PR #24, opened 2020-04-02
Add playbooks for alerts.

cstyan:
Moving what I can to the public mixin in terms of playbooks for alerts.

### DIFF
--- a/cortex-mixin/docs/playbooks.md
+++ b/cortex-mixin/docs/playbooks.md
@@ -1,0 +1,67 @@
+# Playbooks
+This document contains playbooks, or at least a checklist of what to look for, for alerts in the cortex-mixin.
+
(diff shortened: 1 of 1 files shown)


cortex-mixin/docs/playbooks.md
```diff
@@ -0,0 +1,70 @@
...
+@todo
+
+## CortexQuerierCapacityFull
+@todo
+
+## CortexFrontendQueriesStuck
+@todo
+
+## CortexIngesterRestarts
+@todo
```
codesome, line 64: Repeated

cstyan: good catch, that was just copy/pasted from out internal playbook :+1:

PR #26, opened 2020-04-03
Add an alert for when querier index cache churn rate is too high.

cstyan:
It's been a while since I did anything interesting with queries/label substitution and alerts, so let me know what we could change here to make sure this alert is useful. I based the `entries in cache < 10m` bit based on our env with the lowest value for `entries in cache / churn rate / 60s` being an average of `entry in cache for 12+ minutes`, but for other environments we have anything from 30-60 minutes.

### DIFF
--- a/cortex-mixin/alerts.libsonnet
+++ b/cortex-mixin/alerts.libsonnet
@@ -226,6 +226,22 @@ local windows = [
               |||,
             },
           },
+          {
+            alert: 'CortexQuerierIndexCacheChurnRate',
+            expr: |||
+              (sum(querier_cache_added_new_total{cache="store.index-cache-read.fifocache", job=~".*/querier"}) by (cluster, namespace, job)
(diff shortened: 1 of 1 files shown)


cstyan:
bump @gouthamve

cortex-mixin/alerts.libsonnet
```diff
@@ -226,6 +226,22 @@ local windows = [
               |||,
             },
           },
+          {
+            alert: 'CortexQuerierIndexCacheChurnRate',
```
gouthamve, line 230: The metrics here are for the in-mem fifo-cache imo. We kinda don't care about the fifocache churn rate, but rather about the memcache churn rates. 

The query should be `sum without (job) (memcached_current_items) / sum without (job) (rate(memcached_items_evicted_total[5m])) < 3600`.

It shouldn't be for just index cache, but rather all caches.

gouthamve (changes requested):

PR #37, opened 2020-04-08
Graph ops/sec for "iter" operation

pstibrany:
"iter" doesn't have timing information, so graph ops/sec instead

### DIFF
--- a/cortex-mixin/dashboards.libsonnet
+++ b/cortex-mixin/dashboards.libsonnet
@@ -50,8 +50,9 @@ local g = (import 'grafana-builder/grafana.libsonnet') + {
       g.latencyPanel(operationDuration, '{cluster=~"$cluster", operation="objectsize"}'),
     )
     .addPanel(
+      // Cortex (Thanos) doesn't track timing for 'iter', so we use ops/sec instead.
       g.panel('Op: Iter') +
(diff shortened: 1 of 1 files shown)


cortex-mixin/dashboards.libsonnet
```diff
@@ -50,8 +50,9 @@ local g = (import 'grafana-builder/grafana.libsonnet') + {
       g.latencyPanel(operationDuration, '{cluster=~"$cluster", operation="objectsize"}'),
     )
     .addPanel(
+      // Cortex (Thanos) doesn't track timing for 'iter', so we use ops/sec instead.
       g.panel('Op: Iter') +
-      g.latencyPanel(operationDuration, '{cluster=~"$cluster", operation="iter"}'),
+      g.queryPanel('sum(rate(%s%s[$__interval]))' % [opsTotal, '{cluster=~"$cluster", operation="iter"}'], 'ops/sec')
```
pracucci, line 55: I think the way you've written the query here is a bit complicated to read. If you look at other `queryPanel()` it's usually something like this:

```suggestion
      g.queryPanel('sum(rate(%s{cluster=~"$cluster", operation="iter"}[$__interval]))' % [opsTotal], 'ops/sec')
```

pstibrany: You're correct.

PR #41, opened 2020-04-15
Update config for internal r81 release (1.0.0)

gouthamve:

### DIFF
--- a/cortex/config.libsonnet
+++ b/cortex/config.libsonnet
@@ -37,7 +37,6 @@
     querier: {
       replicas: if $._config.queryFrontend.sharded_queries_enabled then 12 else 6,
       concurrency: if $._config.queryFrontend.sharded_queries_enabled then 16 else 8,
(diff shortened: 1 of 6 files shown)


cortex/config.libsonnet
```diff
@@ -165,18 +158,14 @@
...
         }
       else {}
     ),
 
     ringConfig: {
       'consul.hostname': 'consul.%s.svc.cluster.local:8500' % $._config.namespace,
-      'consul.consistent-reads': false,
       'ring.prefix': '',
-      'consul.watch-rate-limit': 1,
-      'consul.watch-burst-size': 5,
```
sandeepsukhani, line 179: The new default is now 1, is this change intentional?

gouthamve: Yes, it has been running in several prod envs without issues :) Its just the burst size, and if we are doing a qps more than 1, it'll be pretty quickly filled up anyways.

PR #43, opened 2020-04-19
Make the cortex-mixin work on non-k8s deployments.

tomwilkie:
But first, a bunch of refactoring to tidy the dashboards up:
- Put all the mixin config in one place.
- Make dashboardWithTagsAndLinks just an override on the dashboard constructor.
- Factor out the helper functions.
- Move the dashboards to separate files and namespace them off so they only have access to the config.
- Add a `AddRowIf` helper to massively rationalise the inclusion / exclusion of rows.
- Alter how we conditionally include dashboards themselves.
- Use set-style selector for bigtable/cassandra/dynamodb.
- Make the mixin by default not need any config, and generate dashboards for all possible permutations of tsdb, chunks, bigtable, dynamodb, cassandra, gcs, s3 etc.


cortex-mixin/config.libsonnet
```diff
@@ -0,0 +1,26 @@
...
+
+  _config+:: {
+    // Switch for overall storage engine.
+    // May contain 'chunks', 'tsdb' or both.
+    // Enables chunks- or tsdb- specific panels and dashboards.
+    storage_engine: ['chunks', 'tsdb'],
+
+    // For chunks backend, switch for chunk index type.
+    // May contain 'bigtable', 'dynamodb' or 'cassandra'.
+    chunk_index_backend: ['bigtable', 'dyamodb', 'cassandra'],
```
jtlisi, line 13:
```suggestion
    chunk_index_backend: ['bigtable', 'dynamodb', 'cassandra'],
```

cortex-mixin/config.libsonnet
```diff
@@ -0,0 +1,26 @@
...
+
+    // For chunks backend, switch for chunk store type.
+    // May contain 'bigtable', 'dynamodb', 'cassandra', 's3' or 'gcs'.
+    chunk_store_backend: ['bigtable', 'dyamodb', 'cassandra', 's3', 'gcs'],
```
jtlisi, line 17:
```suggestion
    chunk_store_backend: ['bigtable', 'dynamodb', 'cassandra', 's3', 'gcs'],
```

cortex-mixin/dashboards/dashboard-utils.libsonnet
```diff
@@ -0,0 +1,135 @@
...
+        if $._config.singleBinary
+        then self.addMultiTemplate('job', 'cortex_build_info', 'job')
+        else self
+             .addMultiTemplate('cluster', 'cortex_build_info', 'cluster')
+             .addMultiTemplate('namespace', 'cortex_build_info', 'namespace'),
+    },
+
+  // The ,ixin allow specialism of the job selector depending on if its a single binary
+  // deployment or a namespaced one.
+  jobMatcher(job)::
```
jtlisi, line 42: How are you going differentiate the metrics from each module using a Job? Is it going to be magic in the scrape config or are we going to allow cortex to run with component specific registries upstream?

tomwilkie: I'm not sure this is actually much of a problem - redundant metrics exported by jobs (ie ingester metrics from the distributor) don't influence the final results (ie qps or latency).  For almost all cases, we can target specific eg methods to get the qps/latency of a specific component.  In some cases (kv stores) the metrics aren't broken out like that yet[1], but for eg caches they are.  So I think we'll be okay.

Do you have a specific case in mind?

[1]https://github.com/cortexproject/cortex/issues/2484

tomwilkie:
Thanks for the feedback Jacob!

> I noticed some dashboards and the recording rules still have cluster hardcoded but I assume that will come later.

I think we can get away with still having the `cluster` label in recording rules, even when the underlying metric doesn't have a cluster label.  Its basically just ignored, and I prefer having consistent recording rules across deployments.  We might even have multiple clusters of single process Cortex, and re-introduce the cluster label...

cortex-mixin/dashboard-utils.libsonnet
```diff
@@ -0,0 +1,102 @@
+(import 'grafana-builder/grafana.libsonnet') {
+
+  // Override the dashboard constructor to add:
+  // - default tags,
+  // - some links that propagate the selectred cluster.
+  dashboard(title)::
```
pstibrany, line 6: Only dashboards using common set of datasource/cluster/namespace variables were using `dashboardWithTagsAndLinks`, but after this rename, all dashboards do. Links to such dashboards are broken and don't work correctly when navigating through them.

tomwilkie: @pstibrany good catch - I've made the links get added automatically if `addClusterSelectorTemplate` is called.

pstibrany: I think that should include tags. Links point to other dashboards with 'cortex' tag, so this tag(s) should only be added if there should links pointing to it.

PR #45, opened 2020-04-21
Update Ruler Storage Jsonnet

jtlisi:
This updates some of the flags used to set up the backend for running the ruler. It also adds support for the configdb, gcs, and S3.


jtlisi:
[Update cortex-jsonnet to use correct flags for the ruler](https://trello.com/c/EwYFjvJi/357-update-cortex-jsonnet-to-use-correct-flags-for-the-ruler)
☆ ☆ ☆ ☆ ☆
Scan the records above for the string "fifocache", then copy each line where it turns up.

+              (sum(querier_cache_added_new_total{cache="store.index-cache-read.fifocache", job=~".*/querier"}) by (cluster, namespace, job)
gouthamve, line 230: The metrics here are for the in-mem fifo-cache imo. We kinda don't care about the fifocache churn rate, but rather about the memcache churn rates. 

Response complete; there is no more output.